Recent health studies have shown that consistent, daily, low impact exercise programs can be much more beneficial. If you think that you can never be in good shape because you do not want to engage in strenuous exercise, then please read on. A recent eight year study of 13,000 individuals found those participants who walked just 30 minutes a day gained a significant increase in longevity as well as quality of life.
Over the years, walking has become a more popular exercise option, because it offers many health benefits, with out a lot of physical risks. Walking can help reduce body fat, blood cholesterol levels, resting heart rate, and blood pressure. Walking can increase cardiovascular endurance, boost metabolic rate, strengthen the immune system, and stabilize weight. Walking can help control and even help prevent heart disease, diabetes, and colon cancer when paired with an appropriate diet.

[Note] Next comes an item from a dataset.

Issue #1132, opened 2023-07-10
Tracker: TightCoder


dk1a:
- [x] Revisit `TightCoder` naming - decided to keep it
- [x] ~consider moving it to a separate package (TightCoder doesn't really depend on `store`, except `Slice.sol` which is complicated)~ not worth it - it's useless outside of `store`, and separating it would be complicated (requires Slice and Memory as yet another package)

Walking is an easy exercise program to start. All you need is comfortable shoes, loose fitting clothing, and 30 minutes of your time. Start with a brief warm up and a few gentle stretches, then head down the road. Concentrate on good post while walking by keeping the head lifted and shoulders relaxed; let arms move naturally. A beginning walker can start by limiting the speed and distance, then slowly build as the body responds positively to the activity.
Studies show over and over again that regular exercise is the key to weight loss, health, and a positive out look on life. Walking is a natural and enjoyable way to get daily exercise, that helps shed pounds. Before beginning any exercise program, even walking, consult with your physician. Remember, everyone can take the right steps to health, wellness, and fitness.